Form a sequence $(En)_{n\ge0}$ of subsets of $R$ as follows: $E_{0} = [0, 1]$; $E_{1}$ is obtained from $E_{0}$ by removing the open middle interval of length $1/5$, i.e. $E_{1} = [0,2/5]∪[3/5, 1]$; $E_2$ is obtained by removing the open middle intervals of length $1/25$ from each of the $2$ intervals forming $E_{1}$, i.e. $E_{2} = [0,9/50 ] ∪ [11/50 ,2/5] ∪ [3/5,39/50 ] ∪ [41/50 , 1]$; In general, $E_{n}$ is obtained by removing the open middle intervals of length $1/5^{n}$ from each of the $ 2^{n−1}$ intervals forming $E_{n−1}$.
Let $E =\bigcap_{n=1}^{\infty} E_n$.
I did prove that :
$\int \chi_{E} d\mu =\mu(E)=1/2$
How can i calculate the Riemann integral of the characteristic function of $E$?
First I tried to use the fact the $\chi_{E}$ is a step function , then it's Riemann integrable , since its Lebesgue integrable ,the Riemann integral and the Lebesgue integral are equal .
Can some one advice me with a more convincing way ?
Like using the fact that $$\lim_{n \to \infty } \chi_{E_{n}} = \chi_{E}$$
and $$\chi_{E}<\chi_{E_{n}} , \forall n\in N$$
Notice that each upper Riemann sum can be realized as a Lebesgue integral of a suitable step function $\geq f$ and an analogous statement holds for lower Riemann sums.
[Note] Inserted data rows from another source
PR #1496, opened 2018-11-17
textstat_lexdiv: Support for tokens objects, and options for removal of punctuation, symbols, numbers & hyphens.

jiongweilua:
References #1487 

- Added support for `x` to be a tokens object
- Added functionality to remove punctuation, symbols and numbers based on regex methods consistent with `tokens_select` and `dfm_remove`
- Created internal function `compute_lexdiv_stats` for computation of lexical diversity statistics

Will work on creating support for `remove_hyphens` separately.

Issue #679, opened 2017-04-21
corpus_segment by fixed token lengths


kbenoit:
We should add an option to segment documents by fixed word length segments.

lmullen:
I'm not sure if this is suitable for your purposes, but there will be a function to do this in the next release of tokenizers. It's not quite finished, but it's functional. 

https://github.com/ropensci/tokenizers/blob/master/R/chunk-text.R#L17

koheiw:
I believe this should be `tokens_segment()` instead of `corpus_segment()`, because we never know the accurate number of tokens until tokening texts. For `corpus_segment()`, it should be the number of characters (this can be done with regex actually, `.{1,100}` for 100 characters).

kbenoit:
But `tokens_anything()` would need to input tokens and output tokens. I don't think `tokens_segment()` would do that.

koheiw:
It will, taking tokens and return reshaped tokens.

kbenoit:
Yes that could work. It causes us to need to think carefully about what we allow a "token" to be, since currently we have a `what = "sentence"` option that allows a "token" to be a sentence. How would `tokens_segment()` work with sentence "tokens"?

koheiw:
tokens_segment will return groups of sentences when a fixed length is given, but I am not sure who will use it in this way...

koheiw:
I think `coups_reshape()` can be implemented as `corpus_segment()` + `corpus_group()` more consistently with other functions, because reshaping from sentences to documents is grouping corpus by original document IDs.

kbenoit:
Agreed - I was thinking that `corpus_segment` would become an renamed internal function, with the exported `corpus_segment` a deprecated function. `corpus_reshape` would work as it does not, but reply on the internal `corpus_segment` that would also use `corpus_group`. 

Is this what you meant?

koheiw:
My idea is to keep `corpus_segment()` (largely) unchanged and create `corpus_group()`. We will remove `corpus_reshape()`, because there is no reshape functions for tokens and dfm. We can export `tokens_group()` to complete the set.

kbenoit:
But group only aggregates. Reshape allows going up or down.

koheiw:
From documents to sentences use `corpus_segment()`
From sentences to documents use `corpus_group()`

kbenoit:
[...]

PR #1508, opened 2018-11-27
Introduce support for for MATTR, MSTTR, MTLD, vocd-D, hd-D in textstat_lexdiv.tokens

jiongweilua:
The purpose of this PR is to add support for three of the five "moving measures" discussed in #1496  to `textstat_lexdiv.tokens()`. They are:

- MSTTR:  Mean Segmental Type-Token Ratio 
- MATTR: Moving-Average Type-Token Ratio (Covington & McFall, 2010)
- MTLD: Moving-Average Measure of Textual Lexical Diversity  (McCarthy & Jarvis, 2010) 

The high level change in the code architecture is as follows:
- `compute_mattr`, `compute_msttr` and `compute_mtld` were generated as helper functions that compute the corresponding statistics at the token level
- these helper functions are called within `textstat_lexdiv.tokens()` 
- as these new measures are only supported for `tokens` objects, and the existing `textstat_lexdiv.tokens()` relies on `textstat_lexdiv.dfm`, I also added a handler to split the `measures` into static and dynamic measures. 

In terms of the testing files:
- To separate tests for the previously existing code logic, and the code for the new measures, I also restricted measures for existing textstat_lexdiv tests to only static measures. 

@kbenoit I think 1) the new helper functions I introduced are fairly modular and robust, 2) I have covered the most obvious bases for exception handlers and error catchers, and 3) the tests for the three measures are also fairly representative. But there are quite a lot of moving parts and changes so I thought it would be good to have your input right now on this build (it passed the various CI checks) before it gets messier!

Thanks! :)


koheiw:
I though about what the best way to construct a ngram-feature matrix earlier (documents are ngrams). We could make a new C++ function similar to one for `fcm()`, but I have a feeling that we can achieve that simply by duplicating and adjusting `p` and `i` vectors when we construct a DFM.

R/tokens_segment.R
```diff
@@ -98,3 +98,66 @@ tokens_segment.tokens <- function(x, pattern,
...
+#'                   endeavor to express the high sense I entertain of this
+#'                   distinguished honor.")
+#' toks <- tokens(txts)
+#' tokens_chunk(toks, size = 5)
+tokens_chunk <- function(x, size, discard_remainder = TRUE) {
+    UseMethod("tokens_chunk")
+}
+
+#' @export
+tokens_chunk.tokens <- function(x, size, discard_remainder = TRUE) {
```
koheiw: I think I can do this more efficiently by `tokens_segment()`.

kbenoit: No doubt! `tokens_chunk()` is already built on `tokens_segment()` after inserting a value on which to segment the text into regular-sized "chunks". It's exactly like `tokens_segment()` but with the segments defined by length, rather than by delimiter. The function to do the insertion is called (unimaginatively, but descriptively) `insert_values()` in `tokens_segment.R`. It's pretty efficient for R. So it may not be worth modifying `tokens_segment()` further at this point for what is probably a very specific use-case.

But then maybe not. I can see where we could certainly want the ability to reshape a corpus or a tokens object into fixed-length texts or tokens, rather than segmenting them on a pattern.

koheiw: We had discussion on this here https://github.com/quanteda/quanteda/issues/679. If it allows overlapping of tokens, there must be use cases (e.g. automated audio transcripts that do not have punctuation at all!).

For example, `list(c("a", "b", "c", "d")` will be
```
list(c("a", "b"), c("c", "d"))
```
when `length = 2` and `overlap = FALSE`, 

```
list(c("a", "b"), c("b", "c"), c("c", "d"))
```
when `length = 2` and `overlap = TRUE`. This also solves the moving window problem.

kbenoit: True! I'd forgotten. We also had a lot of discussion about the segment versus reshape options, and went with `corpus_segment()` and `tokens_segment()` operating on a pattern match, and `corpus_reshape()` being limited to redefining documents based on syntactical divisions. `corpus_segment()` does not need to be tokenized first because it looks for a pattern in the text, rather than a pattern match to tokens.

I think it's clear to us that:
- we need a function similar to what in this PR is called `tokens_chunk()`
- the addition of the `overlap` option is an interesting idea, although I am not sure what would be the use case
- `tokens_chunk()` makes sense but `corpus_chunk()` does not, unless it operates only on characters (since it has no "tokens" until it has been tokenized)

I dislike the idea of building a "chunk_size" argument into `tokens_segment()` because it would be incompatible with the pattern argument, which is currently a required argument, and because then it would behave differently from `corpus_segment()` that also splits on patterns.

I'm not exactly wild about `tokens_chunk()` as a name although that's pretty much an accurate description, and I cannot think of anything better right now.

koheiw: Then, we can add `tokens_chunk()` as an experimental function. `overlap` can be used, for example, to detect text reuse:
```r
tokens_chunk(toks, size = 10, overlap = TRUE) %>%
dfm() %>% 
textstat_proxy(min_prox = 0.9)
```

koheiw:
Please use C++ `tokens_chunk()` in  #1520

kbenoit:
The moving average measures are going to take more work and a lot of optimization and testing, so rather than hold up the changes already implemented in this PR, I moved the MTLD etc development to a new branch and stripped them from the `MATTR` branch so we can merge this one.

So it follows that
$$\underline{\int} f(x) \, dx \leq \int f \, d\mu \leq \overline{\int} f(x) \, dx$$
where $\int f \, d\mu$ is the Lebesgue integral of $f$. Now since
$$\int \chi_E \, d\mu \leq \overline{\int_{0}^{1}} \chi_E(x) \,dx \leq \int_{0}^{1} \chi_{E_n}(x) \, dx = \mu(E_n) \xrightarrow[n\to\infty]{} \mu(E), $$
by the squeezing lemma we obtain the value of the upper Riemann integral of $\chi_E$.
For the other direction, the crucial observation is that $[0, 1]\setminus E$ is dense in $[0, 1]$. Thus for each non-degenerate interval $I \subseteq [0,1]$ we have $\inf_{x\in I} \chi_E(x) = 0$. So each lower Riemann sum is exactly zero and therefore $\underline{\int_{0}^{1}} \chi_E(x) \, dx = 0$.
Another way of showing that $\chi_E$ is not Riemann integrable is to realize that the set of discontinuity of $\chi_E$ is exactly $E$, which has non-zero Lebesgue measure.